- [What you have to do]: Scan the entries below for the word "seems" and copy every line in which it occurs.

Entries taken from a collection:
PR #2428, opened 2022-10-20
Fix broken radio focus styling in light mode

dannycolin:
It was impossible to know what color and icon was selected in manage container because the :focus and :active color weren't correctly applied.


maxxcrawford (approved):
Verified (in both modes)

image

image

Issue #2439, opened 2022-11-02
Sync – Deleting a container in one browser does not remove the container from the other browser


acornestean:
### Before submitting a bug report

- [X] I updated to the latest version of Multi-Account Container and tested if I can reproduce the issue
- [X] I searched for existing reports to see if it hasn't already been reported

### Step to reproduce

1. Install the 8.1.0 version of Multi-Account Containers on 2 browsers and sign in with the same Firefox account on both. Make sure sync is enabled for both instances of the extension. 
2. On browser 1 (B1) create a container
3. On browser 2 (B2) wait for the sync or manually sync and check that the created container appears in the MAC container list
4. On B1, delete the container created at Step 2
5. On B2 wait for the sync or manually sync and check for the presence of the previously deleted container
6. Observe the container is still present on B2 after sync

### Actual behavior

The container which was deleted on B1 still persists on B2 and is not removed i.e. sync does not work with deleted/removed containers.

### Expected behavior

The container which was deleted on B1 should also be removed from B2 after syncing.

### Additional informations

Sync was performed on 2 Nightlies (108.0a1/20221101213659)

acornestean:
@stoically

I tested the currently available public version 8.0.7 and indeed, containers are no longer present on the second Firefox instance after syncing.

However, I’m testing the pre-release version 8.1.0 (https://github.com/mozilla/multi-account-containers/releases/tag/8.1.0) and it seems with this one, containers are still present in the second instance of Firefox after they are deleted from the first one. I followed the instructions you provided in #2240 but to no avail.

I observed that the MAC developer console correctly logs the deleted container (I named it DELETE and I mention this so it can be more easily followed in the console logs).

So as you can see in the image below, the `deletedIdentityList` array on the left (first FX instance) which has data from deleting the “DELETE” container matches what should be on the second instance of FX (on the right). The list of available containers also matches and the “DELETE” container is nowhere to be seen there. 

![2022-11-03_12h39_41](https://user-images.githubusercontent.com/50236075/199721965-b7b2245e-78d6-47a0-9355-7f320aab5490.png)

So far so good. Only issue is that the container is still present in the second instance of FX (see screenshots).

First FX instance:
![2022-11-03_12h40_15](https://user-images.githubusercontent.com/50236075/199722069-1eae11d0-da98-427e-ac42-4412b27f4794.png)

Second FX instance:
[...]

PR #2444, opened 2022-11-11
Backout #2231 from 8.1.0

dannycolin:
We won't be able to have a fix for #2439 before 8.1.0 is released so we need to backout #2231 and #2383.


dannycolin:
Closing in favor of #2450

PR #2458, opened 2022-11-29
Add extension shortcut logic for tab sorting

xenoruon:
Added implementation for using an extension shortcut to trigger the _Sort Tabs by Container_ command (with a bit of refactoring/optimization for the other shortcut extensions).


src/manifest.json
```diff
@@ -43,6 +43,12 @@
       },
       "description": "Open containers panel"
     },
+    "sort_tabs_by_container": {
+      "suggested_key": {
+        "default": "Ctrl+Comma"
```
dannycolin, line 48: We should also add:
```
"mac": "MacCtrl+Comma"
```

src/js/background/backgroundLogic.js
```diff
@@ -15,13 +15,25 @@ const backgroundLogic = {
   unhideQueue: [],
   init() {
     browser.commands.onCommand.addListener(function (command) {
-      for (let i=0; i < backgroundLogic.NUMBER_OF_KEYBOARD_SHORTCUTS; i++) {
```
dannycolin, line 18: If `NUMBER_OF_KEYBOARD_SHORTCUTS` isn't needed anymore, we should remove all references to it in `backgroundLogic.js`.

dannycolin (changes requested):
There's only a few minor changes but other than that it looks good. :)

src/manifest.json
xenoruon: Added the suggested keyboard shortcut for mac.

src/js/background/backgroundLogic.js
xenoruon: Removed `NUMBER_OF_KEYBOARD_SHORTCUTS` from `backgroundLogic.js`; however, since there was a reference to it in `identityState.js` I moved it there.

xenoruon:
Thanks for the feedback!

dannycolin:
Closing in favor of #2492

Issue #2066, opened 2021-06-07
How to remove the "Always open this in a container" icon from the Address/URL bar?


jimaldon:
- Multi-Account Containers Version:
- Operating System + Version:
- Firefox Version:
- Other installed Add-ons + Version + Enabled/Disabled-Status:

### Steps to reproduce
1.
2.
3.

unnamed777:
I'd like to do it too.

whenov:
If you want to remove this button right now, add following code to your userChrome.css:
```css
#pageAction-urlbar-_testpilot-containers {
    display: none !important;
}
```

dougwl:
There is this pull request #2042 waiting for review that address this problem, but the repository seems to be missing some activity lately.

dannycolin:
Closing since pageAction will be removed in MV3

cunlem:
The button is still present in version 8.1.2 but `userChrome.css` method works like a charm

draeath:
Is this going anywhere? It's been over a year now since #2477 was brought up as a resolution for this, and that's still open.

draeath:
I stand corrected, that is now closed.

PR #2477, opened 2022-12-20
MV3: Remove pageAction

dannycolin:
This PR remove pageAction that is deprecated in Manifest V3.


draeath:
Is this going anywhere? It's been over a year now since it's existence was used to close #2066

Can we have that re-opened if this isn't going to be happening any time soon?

* * *

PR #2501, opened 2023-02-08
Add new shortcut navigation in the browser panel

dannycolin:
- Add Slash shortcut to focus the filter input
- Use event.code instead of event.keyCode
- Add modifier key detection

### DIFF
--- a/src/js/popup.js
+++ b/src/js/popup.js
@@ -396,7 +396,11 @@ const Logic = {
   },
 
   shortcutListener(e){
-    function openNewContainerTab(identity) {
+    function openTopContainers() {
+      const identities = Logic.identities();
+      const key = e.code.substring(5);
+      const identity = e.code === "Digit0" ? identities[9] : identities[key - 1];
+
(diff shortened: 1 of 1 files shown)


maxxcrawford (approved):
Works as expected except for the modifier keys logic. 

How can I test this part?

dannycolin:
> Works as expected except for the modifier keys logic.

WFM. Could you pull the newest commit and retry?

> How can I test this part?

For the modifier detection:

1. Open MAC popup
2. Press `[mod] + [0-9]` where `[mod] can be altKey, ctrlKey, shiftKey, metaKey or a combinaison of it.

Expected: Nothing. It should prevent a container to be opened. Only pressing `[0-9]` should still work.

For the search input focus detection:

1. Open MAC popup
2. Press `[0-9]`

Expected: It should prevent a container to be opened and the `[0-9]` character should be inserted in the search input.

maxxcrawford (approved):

- [Answer box]:
However, I’m testing the pre-release version 8.1.0 (https://github.com/mozilla/multi-account-containers/releases/tag/8.1.0) and it seems with this one, containers are still present in the second instance of Firefox after they are deleted from the first one. I followed the instructions you provided in #2240 but to no avail.
There is this pull request #2042 waiting for review that address this problem, but the repository seems to be missing some activity lately.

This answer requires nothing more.